## Problem to work on:
Every line in the entries where "logical" is found should be copied.

## Data to examine:
=== Begin Enclosure ===
PR #3519, opened 2018-03-16
[REQ477] CA-286294: Refactor pool_resync, add best-effort host_resync

minishrink:
The current `Xapi_cluster.pool_resync` function duplicates existing logic from `Xapi_clustering.create_as_necessary`, so the following changes were made:

- use `create_as_necessary` instead of duplicating code
- move this and host-enabling logic to `Xapi_cluster_host.host_resync` function (also add to interface)
- iterate over `host_resync` in `pool_resync`
- add logging

(This has passed all unit tests and the GFS2 BVT)

### DIFF
--- a/ocaml/xapi/xapi_cluster.ml
+++ b/ocaml/xapi/xapi_cluster.ml
@@ -194,17 +194,14 @@ let pool_destroy ~__context ~self =
   Helpers.call_api_functions ~__context (fun rpc session_id ->
       Client.Client.Cluster.destroy ~rpc ~session_id ~self)
 
-let pool_resync ~__context ~self =
-  (* First ensure that the Cluster_hosts that are enabled in xapi's DB are really enabled *)
-  Db.Cluster_host.get_all ~__context |> List.iter (fun cluster_host ->
-      if Db.Cluster_host.get_enabled ~__context ~self:cluster_host then
-        Helpers.call_api_functions ~__context (fun rpc session_id ->
-            (* We rely on the fact that Cluster_host.enable unconditionally
-               invokes the low-level enable operations and is idempotent. *)
-            Client.Client.Cluster_host.enable ~rpc ~session_id ~self:cluster_host)
-    );
-  (* Then create the missing Cluster_hosts *)
-  let pool_auto_join = Db.Cluster.get_pool_auto_join ~__context ~self in
-  if pool_auto_join then begin
-      Db.Host.get_all ~__context |> List.iter (fun host -> Xapi_cluster_host.create_as_necessary ~__context ~host)
-  end
+let pool_resync ~__context ~(self : API.ref_Cluster) =
+  List.iter
+    (fun host -> log_and_ignore_exn
+        (fun () ->
+           Xapi_cluster_host.resync_host ~__context ~host;
+           if is_clustering_disabled_on_host ~__context host
+           then raise Api_errors.(Server_error (no_compatible_cluster_host, [Ref.string_of host]))
+            (* If host.clustering_enabled then resync_host should successfully
+               find or create a matching cluster_host which is also enabled *)
+        )
+    ) (Xapi_pool_helpers.get_master_slaves_list ~__context)
--- a/ocaml/xapi/xapi_cluster_host.ml
+++ b/ocaml/xapi/xapi_cluster_host.ml
@@ -63,6 +63,16 @@ let create_as_necessary ~__context ~host =
         Client.Client.Cluster_host.create rpc session_id cluster_ref host) |> ignore
   | None -> ()
 
+let resync_host ~__context ~host =
+  create_as_necessary ~__context ~host;
+  match (find_cluster_host ~__context ~host) with
+    | None              -> () (* no clusters exist *)
+    | Some cluster_host ->    (* cluster_host and cluster exist *)
+      (* Cluster_host.enable unconditionally invokes the low-level enable operations and is idempotent. *)
+      if Db.Cluster_host.get_enabled ~__context ~self:cluster_host
+      then Helpers.call_api_functions ~__context
+        (fun rpc session_id -> Client.Client.Cluster_host.enable ~rpc ~session_id ~self:cluster_host)
+
 let create ~__context ~cluster ~host =
   (* TODO: take network lock *)
   with_clustering_lock (fun () ->
--- a/ocaml/xapi/xapi_cluster_host.mli
+++ b/ocaml/xapi/xapi_cluster_host.mli
@@ -69,3 +69,9 @@ val disable_clustering : __context:Context.t -> unit
 (** [disable_clustering ~__context] is a wrapper for Xapi_cluster_host.disable
     which finds the local cluster_host [self], calls [disable ~__context self]
     and logs its actions. *)
+
+val resync_host : __context:Context.t -> host:API.ref_host -> unit
+(** [resync_host ~__context ~host] checks for any clusters on the host. If one
+    exists but is not associated with a cluster_host, it creates one. If the
+    database indicates the cluster_host is enabled, host_resync enables it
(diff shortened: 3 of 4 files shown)


ocaml/xapi/xapi_cluster_host.ml
```diff
@@ -63,6 +63,18 @@ let create_as_necessary ~__context ~host =
         Client.Client.Cluster_host.create rpc session_id cluster_ref host) |> ignore
   | None -> ()
 
+let resync_host ~__context ~host =
+  create_as_necessary ~__context ~host;
+  match (find_cluster_host ~__context ~host) with
+    | exception (Api_errors.(Server_error(_,_)) as err)
+                        -> raise err
```
edwintorok: This is redundant: if you do not catch the exception it will escape on  its own.

ocaml/xapi/xapi_cluster_host.mli
```diff
@@ -69,3 +69,8 @@ val disable_clustering : __context:Context.t -> unit
 (** [disable_clustering ~__context] is a wrapper for Xapi_cluster_host.disable
     which finds the local cluster_host [self], calls [disable ~__context self]
     and logs its actions. *)
+
+val resync_host : __context:Context.t -> host:API.ref_host -> unit
+(** [resync_host ~__context ~host] calls [create_if_necessary ~__context ~host],
```
edwintorok: Add a comment here saying that this is a no-op if no Cluster objects exists, i.e. it is a no-op if clustering is not turned off. Someone can infer this by recursively reading the comments on the called functions, but its better to be explicit

ocaml/xapi/xapi_cluster.ml
```diff
@@ -195,16 +195,6 @@ let pool_destroy ~__context ~self =
...
-            Client.Client.Cluster_host.enable ~rpc ~session_id ~self:cluster_host)
-    );
-  (* Then create the missing Cluster_hosts *)
-  let pool_auto_join = Db.Cluster.get_pool_auto_join ~__context ~self in
-  if pool_auto_join then begin
-      Db.Host.get_all ~__context |> List.iter (fun host -> Xapi_cluster_host.create_as_necessary ~__context ~host)
-  end
+  List.iter
+    (fun host -> Xapi_cluster_host.resync_host ~__context ~host)
+    (Db.Host.get_all ~__context)
```
edwintorok: This should act on  all hosts in the same pool, not on all hosts globally. We only support one pool at the moment, so the distinction is moot, but perhaps add a comment.

ocaml/xapi/xapi_cluster.ml
```diff
@@ -196,5 +196,5 @@ let pool_destroy ~__context ~self =
 
 let pool_resync ~__context ~self =
   List.iter
-    (fun host -> Xapi_cluster_host.resync_host ~__context ~host)
+    (fun host -> log_and_ignore_exn (fun () -> Xapi_cluster_host.resync_host ~__context ~host))
```
edwintorok: This loop is good, but might be useful to check at the end whether the resync succeeded and report back an error to the user. i.e. check that each host has a matching cluster host (if clustering is enabled), and that all cluster hosts are enabled.
Otherwise this API call always succeeds even if something failed.

ocaml/xapi/xapi_pbd.ml
```diff
@@ -124,9 +124,9 @@ let resync_cluster_stack_for_sr_type ~__context ~sr_sm_type =
      multiple clusters, we may want to change this behaviour. *)
   required_clusters
   |> List.iter
-    (fun (cluster_ref, cluster_rec) ->
+    (fun (_,_) ->
        Helpers.call_api_functions ~__context (fun rpc session_id ->
-           Client.Client.Cluster.pool_resync ~rpc ~session_id ~self:cluster_ref)
+           Client.Client.Cluster.pool_resync ~rpc ~session_id)
     )
```
minishrink: I could move the cluster_stack matching logic to `host_resync`?

minishrink:
Waiting on BVT results for latest changes.

ocaml/xapi/xapi_pbd.ml
```diff
@@ -116,18 +116,22 @@ let check_sharing_constraint ~__context ~sr =
...
-           Client.Client.Cluster.pool_resync ~rpc ~session_id ~self:cluster_ref)
-    )
+  Db.Cluster.get_all_records ~__context
+  |> List.filter (fun (cluster_ref, cluster_rec) -> List.mem cluster_rec.API.cluster_cluster_stack required_cluster_stacks)
+  (* Only one matching cluster should be found *)
+  |>  match_singleton_list
+  |> fun (cluster_ref, cluster_rec) -> begin
+      Db.Cluster_host.get_records_where ~__context
+        ~expr:Db_filter_types.(Eq (Field "cluster", Literal (Ref.string_of cluster_ref)))
+      |> match_singleton_list
```
edwintorok: I think this will fail here, because you can have multiple cluster hosts for a single cluster.
It would be a lot easier if you changed this function to also take a host parameter (the caller has the host)

ocaml/xapi/xapi_pbd.ml
```diff
@@ -113,21 +113,20 @@ let check_sharing_constraint ~__context ~sr =
...
-    (fun (cluster_ref, cluster_rec) ->
-       Helpers.call_api_functions ~__context (fun rpc session_id ->
-           Client.Client.Cluster.pool_resync ~rpc ~session_id ~self:cluster_ref)
+  if List.exists
+  (* check for a cluster_host associated with the host and with a cluster with a matching cluster_stack *)
+    (fun (_, cluster_host_rec) ->
+      let self = cluster_host_rec.API.cluster_host_cluster in
+      List.mem (Db.Cluster.get_cluster_stack ~__context ~self) required_cluster_stacks
     )
+    (Db.Cluster_host.get_records_where ~__context
```
edwintorok: Could this be simplified by using Xapi_clustering.find_cluster_host?

ocaml/xapi/xapi_pbd.ml
edwintorok: Its fine here, cluster stack is more SM related, see my other comment on simplifying this code by using find_cluster_host.

ocaml/xapi/xapi_pbd.ml
minishrink: Yes, that would be smarter than what I did :P I was concerned about unnecessarily repeating code as resync_host calls this, but that's after calling `create_as_necessary` so it makes sense.

ocaml/xapi/xapi_cluster.ml
```diff
@@ -194,17 +194,14 @@ let pool_destroy ~__context ~self =
...
+  List.iter
+    (fun host -> log_and_ignore_exn
+        (fun () ->
+           Xapi_cluster_host.resync_host ~__context ~host;
+           if is_clustering_disabled_on_host ~__context host
+           then raise Api_errors.(Server_error (no_compatible_cluster_host, [Ref.string_of host]))
+            (* If host.clustering_enabled then resync_host should successfully
+               find or create a matching cluster_host which is also enabled *)
+        )
+    ) (Xapi_pool_helpers.get_master_slaves_list ~__context)
```
edwintorok: I think error reporting could be improved here, but that can be done in a separate PR that goes through each clustering API and thinks about how error handling/reporting should look like for it.
We should probably have a Xapi_cluster_host.health_check and Xapi_cluster.health_check API that does some basic consistency checks (for cluster host it would check whether clustering is enabled and call a cluster_interface API diagnostics command and check if all good there), similarly the Xapi_cluster.health_check would check the health of all cluster hosts via their individual health check API, and also check whether we have cluster hosts for all hosts if auto join is enabled. Please add an entry about this on your checklist of GFS2 cleanups.

PR #3521, opened 2018-03-19
CA-286292: VLAN PIF on SR-IOV status is incorrect after restarting toolstack

krizex:
When synchronising PIF currently_attached, should ignore VLAN PIF on SR-IOV and
SR-IOV logical PIF because they don't have real vswitch bridge, so that the
bridge existance does not indicate the connection status of the PIF.

### DIFF
--- a/ocaml/xapi/xapi_host.ml
+++ b/ocaml/xapi/xapi_host.ml
@@ -1679,8 +1679,12 @@ let sync_pif_currently_attached ~__context ~host ~bridges =
   let networks = Db.Network.get_all_records ~__context in
   let pifs = Db.PIF.get_records_where ~__context ~expr:(
       Eq (Field "host", Literal (Ref.string_of host))
-    ) in
-
+    ) |> List.filter (fun (_, pif_rec) ->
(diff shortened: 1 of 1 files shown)


mseri:
How do we decide if they are attached or not?

krizex:
The status will be updated every time plug/unplug the PIF. Xapi restarting should not change the status of SR-IOV logical PIF and VLAN PIF on SR-IOV.

ocaml/xapi/xapi_host.ml
```diff
@@ -1679,8 +1679,12 @@ let sync_pif_currently_attached ~__context ~host ~bridges =
   let networks = Db.Network.get_all_records ~__context in
   let pifs = Db.PIF.get_records_where ~__context ~expr:(
       Eq (Field "host", Literal (Ref.string_of host))
-    ) in
-
+    ) |> List.filter (fun (pif, pif_rec) ->
```
mseri: If you write `_pif` you'll avoid a warning for the unused `pif` variable

krizex: I'd like to replace it with `_`

cheng-z:
Looks good to me also.  Merge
=== End Enclosure ===
## Solution below:
SR-IOV logical PIF because they don't have real vswitch bridge, so that the
The status will be updated every time plug/unplug the PIF. Xapi restarting should not change the status of SR-IOV logical PIF and VLAN PIF on SR-IOV.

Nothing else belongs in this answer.